Axion Now Events, the UK organizers of competitive Magic: The Gathering events in the UK have taken a look back at the development and history of this enduring trading card game (TCG). Originally developed in the late 1980s by a math professor, Richard Garfield, it was published by Wizards of the Coast in 1993 when it sold over 10 million cards in the initial six weeks after its release. It has since become one of the most popular games ever created and can now be found in nine different languages. It is played by over five million people around the world.
The precursors to Magic: The Gathering
Garfield’s interest in TCGs began when he was just a teenager and started playing Dungeons & Dragons. Later on, when he was working on his PhD at the University of Pennsylvania, Garfield created a board game based on fantasy themes and strategic elements. This game – called Five Magics – was never published but it did influence his later development of Magic: The Gathering.

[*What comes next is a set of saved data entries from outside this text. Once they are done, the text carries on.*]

PR #1191, opened 2024-10-02
[Test] add instructions to the contract methods

Jim8y:
This pr disassemble the script and add corresponding instructions to the artifacts. 

This can be very useful to add new SystemCalls by implementing them in contract and compile to get instructions directly.

Its getting harder and harder to implement system methods, now with this pr, it can be done eaisly and directly in C#.


Jim8y:
Core part of the disassember is copied from Optimizer implemented by @Hecate2 but i have to move and adapt it into a seperate project due to cycle dependency issue.

src/Neo.Disassembler.CSharp/Disassembler.cs
```diff
@@ -0,0 +1,60 @@
...
+    private static readonly Regex RangeRegex = new(@"(\d+)\-(\d+)", RegexOptions.Compiled);
+
+    public static List<Instruction> ConvertScriptToInstructions(byte[] script)
+    {
+        var res = EnumerateInstructions(script);
+
+        return res.Select(x => x.instruction).ToList();
+    }
+
+    public static List<(int address, Instruction instruction)> ConvertMethodToInstructions(NefFile nef, JToken DebugInfo, string method)
```
Jim8y, line 22: this is the core part of this pr

shargon (commented):
Is not better to add the comment above the method, inside the summary or in a different  tag?

src/Neo.Disassembler.CSharp/Disassembler.cs
```diff
@@ -0,0 +1,60 @@
...
+        var address = 0;
+        var opcode = OpCode.PUSH0;
+        Instruction instruction;
+        for (; address < script.Length; address += instruction.Size)
+        {
+            instruction = script.GetInstruction(address);
+            opcode = instruction.OpCode;
+            yield return (address, instruction);
+        }
+        if (opcode != OpCode.RET)
```
shargon, line 57: Technically this is out of the script

Jim8y:
> Is not better to add the comment above the method, inside the summary or in a different tag?

I thought about that as well, but you have comments and artibute above method.

shargon:
```
/// <summary>
/// This summary.
/// </summary>
/// <remarks>
/// <---- HERE?
/// </remarks>
public void MyMethod()
{
    // Method implementation
}
```

Jim8y:
> ```
> /// <summary>
> /// This summary.
> /// </summary>
> /// <remarks>
> /// <---- HERE?
> /// </remarks>
> public void MyMethod()
> {
>     // Method implementation
> }
> ```
> 
> @Jim8y what do you think?

as long as it works, accept your suggestion as usual.

src/Neo.Disassembler.CSharp/Disassembler.cs
shargon: Some of them end's with ret, and other don't, I think this line should be removed

Jim8y: > Some of them end's with ret, and other don't, I think this line should be removed

I will check it, this code was adapted from the optimizer

Jim8y:
```C#
        for (; address < script.Length; address += instruction.Size)
        {
            instruction = script.GetInstruction(address);
            opcode = instruction.OpCode;
            yield return (address, instruction);
        }
```

will process instructions already, without caring about Ret. 

```C#
        if (opcode != OpCode.RET)
            yield return (address, Instruction.RET);
```
might be for ensuring the complete parsing.

shargon (approved):

shargon (dismissed):

src/Neo.SmartContract.Testing/Extensions/ArtifactExtensions.cs
```diff
@@ -36,10 +102,9 @@ public static class ArtifactExtensions
         /// <param name="nef">Nef file</param>
         /// <param name="generateProperties">Generate properties</param>
         /// <returns>Source</returns>
-        public static string GetArtifactsSource(this ContractManifest manifest, string? name = null, NefFile? nef = null, bool generateProperties = true)
+        public static string GetArtifactsSource(this ContractManifest manifest, string? name, NefFile? nef = null, bool generateProperties = true, JToken? debugInfo = null)
```
shargon, line 105:
```suggestion
        public static string GetArtifactsSource(this ContractManifest manifest, string? name = null, NefFile? nef = null, bool generateProperties = true, JToken? debugInfo = null)
```

Issue #1186, opened 2024-09-30
The implementation of  `MethodConvert.HandleStringTrim` in `SystemCall.String.cs`  has different semantics with C# stdlib


nan01ab:
`string.Trim()` is used to remove `whitespace` characters before and after a string.

https://github.com/neo-project/neo-devpack-dotnet/blob/add21354263b658f46c66b4738d0296c08fb3b7d/src/Neo.Compiler.CSharp/MethodConvert/System/SystemCall.String.cs#L298

The definition of `whitespace` character in C#, contains more than just space character(i.e. `' '`),  but also other characters(for example: `\t`, `\n`, detail: https://learn.microsoft.com/zh-cn/dotnet/api/system.string.trim?view=net-8.0).

But `MethodConvert.HandleStringTrim` just remove the space character(i.e. `' '`).

In fact,  the `trim`(or other names) method does not just remove space character(`' '`) in common programming languages.

Jim8y:
will fix it.

PR #1194, opened 2024-10-03
fix: string.Trim only trim ' '

nan01ab:
fix of #1186 

`string.Trim` uses same semantics with `char.IsWhiteSpace` to determine an ASCII char that is whitespace or not.


nan01ab:
@Jim8y

Jim8y:
need unit.test as well

shargon (commented):
UT required

vncoelho (commented):
I believe the change is correct following the logic here, but in fact a UT is necessary

nan01ab:
UT will be added later.

Jim8y:
> UT will be added later.

Wait, i am working on fixing the method itself, your UT will not work before that.

Jim8y:
@shargon @vncoelho @nan01ab please check the latest update and unit test.

Jim8y (approved):

shargon (commented):
I don't like inline methods here, but it works for you @Jim8y, I'm not against to

shargon (approved):

Jim8y:
> I don't like inline methods here, but it works for you @Jim8y, I'm not against to

@shargon I know what you mean clearly, and i actually also don't like it, but doing it this way makes it eaiser to implement the method and easier to review the code.

Implement these methods purely in opcode is very hard to maintain and review. I am thinking that maybe when we have multiple these unly implementations, we can group them and make these methods into something like `suger syntax`. 

We can figure out a better way later.

PR #1196, opened 2024-10-04
Avoid regex for smart contract checking

shargon:


src/Neo.Compiler.CSharp/CompilationEngine/CompilationEngine.cs
```diff
@@ -319,12 +318,12 @@ void Visit(INamedTypeSymbol classSymbol)
...
         }
 
-        internal static bool IsDerivedFromSmartContract(INamedTypeSymbol classSymbol, Regex pattern)
+        internal static bool IsDerivedFromSmartContract(INamedTypeSymbol classSymbol)
         {
             var baseType = classSymbol.BaseType;
             while (baseType != null)
             {
-                if (pattern.IsMatch(baseType.ToString() ?? string.Empty))
+                if (baseType.ToString() == "Neo.SmartContract.Framework.SmartContract")
```
shargon, line 326: This method checks the hierarchy

src/Neo.Compiler.CSharp/MethodConvert/SourceConvert.cs
```diff
@@ -168,7 +171,7 @@ internal static bool NeedInstanceConstructor(IMethodSymbol symbol)
             .DeclaringSyntaxReferences.Length == 0)
         // No explicit non-static constructor in class
         {
-            if (CompilationEngine.s_pattern.IsMatch(containingClass.BaseType?.ToString() ?? string.Empty))
+            if (s_pattern.IsMatch(containingClass.BaseType?.ToString() ?? string.Empty))
                 // class itself is directly inheriting smart contract; cannot have more base classes
```
shargon, line 175: We still need the regex for the last @Hecate2 changes, but I hope we can remove it.
@Hecate2, if `IsDerivedFromSmartContract` this shoud be true, isn't it?

Jim8y (approved):

src/Neo.Compiler.CSharp/MethodConvert/SourceConvert.cs
Hecate2: Yes

PR #1685, opened 2026-05-14
Preserve evaluation order for packed expressions

Jim8y:
## Summary
- Preserve C# left-to-right evaluation before emitting PACK/PACKSTRUCT operands in VM stack order.
- Cover array initializers, multidimensional initializers, tuples, anonymous objects, events, and collection expressions.
- Keep constant-only packed expressions on the compact direct emission path.

## Testing
- dotnet test tests/Neo.Compiler.CSharp.UnitTests/Neo.Compiler.CSharp.UnitTests.csproj --filter UnitTest_PackExpressionEvaluationOrder --logger "console;verbosity=normal"
- NEO_SKIP_TEST_COVERAGE=1 dotnet test tests/Neo.Compiler.CSharp.UnitTests/Neo.Compiler.CSharp.UnitTests.csproj --no-restore --filter "Name=PackExpressionsEvaluateElementsLeftToRight|Name=Test_Assign|Name=TestEvent|Name=Initializer_Test|Name=AnonymousObjectCreation_LogsAnonymousMemberValues|Name=AnonymousObjectCreation_CompilesAnonymousGetterHelpersWithValidIndexes|Name=CollectionExpression_SpreadElement_FailsWithDiagnostic" --logger "console;verbosity=normal"
- NEO_SKIP_TEST_COVERAGE=1 dotnet test tests/Neo.Compiler.CSharp.UnitTests/Neo.Compiler.CSharp.UnitTests.csproj --no-restore --filter "Name=Test_JaggedArray|Name=Test_JaggedByteArray|Name=Test_IntArrayInit|Name=Test_StructArrayInit|Name=Test_Collectionexpressions|Name=Test_MultiDimensionalInitializer|Name=Test_MultiDimensionalImplicitInitializer|Name=Test_MultiDimensionalByteInitializer" --logger "console;verbosity=normal"

PR #1752, opened 2026-06-21
Preserve evaluation order for object and collection initializers

Jim8y:
## Problem

Two packed-expression sites still evaluated their elements in **reverse source order** — the same defect class fixed for arrays, tuples, anonymous objects, collection expressions and event invocations in #1685, but these two were missed:

1. `TryOptimizedObjectCreation` — the trivial-constructor object-initializer fast path (`new Box { A = ..., B = ..., C = ... }`) emitted field values from the highest field index down to `0`:
   ```csharp
   for (int i = fields.Length - 1; i >= 0; --i) ...
   ```
2. The framework collection-initializer lowering (`new List<T> { a, b, c }`) emitted elements last-to-first:
   ```csharp
   for (var i = initializer.Expressions.Count - 1; i >= 0; i--) ...
   ```

When the initializer values have observable side effects, this evaluated them right-to-left, diverging from C#'s left-to-right guarantee.

## Fix

Route both sites through the existing `EmitPackedItemsLeftToRight` / `CanDeferExpressionEmission` framework, as every other packed site already does.

- The object-initializer path builds its slots in field-index order (value or `PushDefault`) with the optional virtual method table as the final slot, so the **all-constant case emits byte-identical instructions** (no gas change). Side-effect-free but non-constant values (parameter/local loads) now use the forward-emit + stack-reverse path, exactly matching #1685's tradeoff.

## Tests / artifacts

- Added `objectInitializer` and `listInitializer` cases to `UnitTest_PackExpressionEvaluationOrder` (both return `123` for source-order evaluation; the old code returned `321`).
- Refreshed the testing artifacts that legitimately changed (4 compiler test contracts + the NEP-11 template) — bytecode/offset changes only, no ABI signature changes.
- Updated the 4 exact-gas baselines that shifted by the added stack reversals.

## Verification

Full local run, all green: `Neo.Compiler.CSharp.UnitTests` (1283), `Framework` (253), `Template` (41), `Testing` (81), `Disassembler` (12), and all example projects.


Wi1l-B0t:
Conflicts.

Wi1l-B0t (dismissed):

Wi1l-B0t (dismissed):

ajara87 (approved):

shargon (approved):

PR #1755, opened 2026-06-21
Fix: NC4019 false positives on event names and unrelated Notify calls

Jim8y:
## Problem

`NotifyEventNameAnalyzer` (NC4019, **error** severity) reported a build error whenever the first argument of a `Notify` call did not match a **directly-declared** event carrying a `[DisplayName]` attribute:

```csharp
var events = containingType?.Members.OfType<EventFieldDeclarationSyntax>();
// only events WITH [DisplayName] are considered a match
```

This produced build-breaking false positives in three common cases:

1. **Events without `[DisplayName]`** — whose effective name is the field name (e.g. `public static event ... Transfer;`).
2. **Inherited events** — declared in a base class (e.g. a NEP-17 base's `Transfer`), since only the containing type's own members were inspected.
3. **Any method merely named `Notify`** on an unrelated type, since the check was purely syntactic.

## Fix

- Resolve event names the way the compiler does: an event's `[DisplayName]` when present, otherwise the **event field name**.
- Walk the **base-type chain** so inherited events count.
- Only analyze calls that semantically bind to `Neo.SmartContract.Framework.Services.Runtime.Notify`, and only when the event name is a string literal.
- Unknown event names are still reported, so genuine typos remain caught.

## Tests

Rewrote the unit tests (switching to the MSTest verifier already used by the other analyzer tests) to cover: the field-name fallback, an inherited event, a matching `[DisplayName]`, an unrelated `Notify` method, and a real unknown-name typo (still reported).

## Verification

Full local run, all green: `Neo.SmartContract.Analyzer.UnitTests` (166), `Template` (41), and all example projects build with no NC4019 errors.


Wi1l-B0t (dismissed):

src/Neo.SmartContract.Analyzer/NotifyEventNameAnalyzer.cs
```diff
@@ -48,39 +49,60 @@ public override void Initialize(AnalysisContext context)
...
+        }
+
+        private static IEnumerable<string> EnumerateEventNames(INamedTypeSymbol type)
+        {
+            for (INamedTypeSymbol? current = type; current is not null; current = current.BaseType)
+            {
+                foreach (var eventSymbol in current.GetMembers().OfType<IEventSymbol>())
+                {
+                    var displayName = eventSymbol.GetAttributes()
+                        .FirstOrDefault(attr => attr.AttributeClass?.Name == "DisplayNameAttribute")
```
ajara87: could we add namespace too?

ajara87 (dismissed):

src/Neo.SmartContract.Analyzer/NotifyEventNameAnalyzer.cs
```diff
@@ -48,39 +49,60 @@ public override void Initialize(AnalysisContext context)
...
+            if (invocationExpr.Expression is not MemberAccessExpressionSyntax memberAccessExpr)
+                return;
 
-            if (memberAccessExpr?.Name.Identifier.ValueText == "Notify")
-            {
-                if (invocationExpr.ArgumentList?.Arguments.Count > 0)
-                {
-                    var firstArgument = invocationExpr.ArgumentList.Arguments[0].Expression as LiteralExpressionSyntax;
-                    var passedName = firstArgument?.Token.ValueText;
+            if (memberAccessExpr.Name.Identifier.ValueText != "Notify")
```
shargon, line 55: Agree with @ajara87 ,full name should be used

shargon (changes requested):

shargon (approved):

ajara87 (approved):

The experience Garfield gained developing Five Magics and other game prototypes in the early 1980s resulted in a board game called RoboRally in 1985. RoboRally was a fun game where the players controlled robots racing around a factory floor filled with hazards and obstacles. The game involved controlling the robots’ movements using cards so it needed strategic planning skills but also the ability to deal with unpredictable situations when navigating around the factory.
Garfield pitched RoboRally to Wizards of the Coast, but they decided it would cost too much to make and asked him if he could design a simpler game that would be cheaper to produce. This result, which is now well-known, was the first incarnation of Magic: The Gathering. At the time Garfield was still a graduate student at the University of Pennsylvania and he used fellow students to test the new game.
RoboRally was also eventually produced by Wizards of the Coast once they saw the success of Magic: The Gathering but not until 9 years after it was originally created! There’s a life lesson there for all designers and creators.
What happened next?
The rest, as they say, is history and one of the most successful trading card games of all time continues to go from strength to strength with new formats being developed to this day and professional championships taking place across the globe.
It’s hard to believe it now but Richard Garfield initially had concerns about the feasibility of making a career out of game design. So he originally became a professor of mathematics, which certainly wasn’t a bad alternative. Eventually, though, following the commercial success of Magic: The Gathering, Garfield left the world of academia to join Wizards of the Coast as a full-time game designer. He continued to develop a variety of games over the next decade with Wizards of the Coast before co-founding Three Donkeys, a game design, development, and consulting company specializing in unique solutions for both digital and board game designs.